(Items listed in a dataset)

Issue #275, opened 2015-04-29
Suggestion: changes to Scene (adding & removing)


rafcolson:
>You should be able to "end" a scene by just removing it from the scenes list, right? No need for a specific function? Something to end the game sounds good, though.

Yes, it seems like it. But just for convenience sake I could add ```remove(String sceneName)```, because currently you have to get the scene or give the index: ```remove(int index)``` and ```remove(Scene scene)```.

Wouldn't it also be nice to have ```add(String sceneName)``` instead of ```add(new Scene(String sceneName))```?

In addition to that it would be really convenient to have ```add()``` return the scene itself.

Oh, right, also ```add(int index, String sceneName)```.

What do you guys think?

GoranM:
The scenes list can have multiple scenes that share the same name, so `remove(String sceneName)` doesn't really make sense, because there's no way to specify which scene to actually remove in that case.

We discussed add(String) in #148.

I don't think the gains (in terms of convenience) are worth the additional methods, but if you really want it, I'll merge it.

It's your decision.

rafcolson:
@GoranM 

When looking at ```add(int index, Scene scene)``` I noticed that it returns a boolean.
```java
		public boolean add(Scene scene){
			boolean ret = super.add(scene);
			if (scene.objects == null)
				scene.init();
			return ret;
		}
```
Could this return the scene instead? I tried but it really can only return a boolean. Is there no way to replace ```add```? Because returning the scene works when for example changing it to ```addScene```.

The same with ```add(int index, Scene scene)```. This can only return ```void```, so it seems.

Also ```set()``` is modified to be able to return the "old" scene. Could you maybe explain why it's like that?
```java
		public Scene set(int index, Scene scene){
			Scene old = remove(index);
			add(index, scene);
			return old;
		}
```
>because there's no way to specify which scene to actually remove in that case.

Thinking about it, wouldn't it be only the case if the same scene is added more than once? Maybe that would be useful in some cases, but it would not be regular practice. Doing this also requires to store the scene reference somewhere outside Bdx.scenes in order to have access to it.

GoranM:
> Could this return the scene instead?

Why would you want/need that? You already have the relevant scene reference.

> The same with `add(int index, Scene scene)`. This can only return void, so it seems.

Don't you mean `boolean`? You're referring to the same method as above.

> Also `set()` is modified to be able to return the "old" scene. Could you maybe explain why it's like that?

[...]

PR #278, opened 2015-05-02
(#275) add, set, remove scene by name and return scene

rafcolson:


GoranM:
Shouldn't set create a new scene, and place that into given position?

rafcolson:
@GoranM Yes, but it already does. Let's say you want to replace the HUD with a Menu, then you would do this, for example:
```Java
Bdx.scenes.set(1, new Scene("Menu"));
```
You created a new scene, named "Menu", and added it to the list at the given position.

The built-in method ```set(int index, E element)``` (with E being Scene in this case) is exactly doing the latter. It **"Replaces the element at the specified position in this list with the specified element."**

So I think ```ArrayListScenes.set(int index, Scene scene)``` could be omitted. If you think so too, I can remove the code in this commit.

GoranM:
Unlike ArrayListScenes.set, the built-in set method doesn't actually call add, so it's not going to initialize the scene as we require. 

Anyway, my question relates to the set method that you added (`set(int, String)`), not the one that was already there.

rafcolson:
Sorry, I totally missed those things. Thanks. PR updated.

rafcolson:
@GoranM Maybe better to first merge this one so I can rebase ```replaceModel()```.

GoranM:
The commits don't depend on each other, so there's no need to rebase.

■ **What is required**: Only the lines above starting at the one containing "Wouldn't it also" and ending at the one containing "The scenes list can", both included, are to be returned, exactly as they read.

■ **Finished task**:
Wouldn't it also be nice to have ```add(String sceneName)``` instead of ```add(new Scene(String sceneName))```?

In addition to that it would be really convenient to have ```add()``` return the scene itself.

Oh, right, also ```add(int index, String sceneName)```.

What do you guys think?

GoranM:
The scenes list can have multiple scenes that share the same name, so `remove(String sceneName)` doesn't really make sense, because there's no way to specify which scene to actually remove in that case.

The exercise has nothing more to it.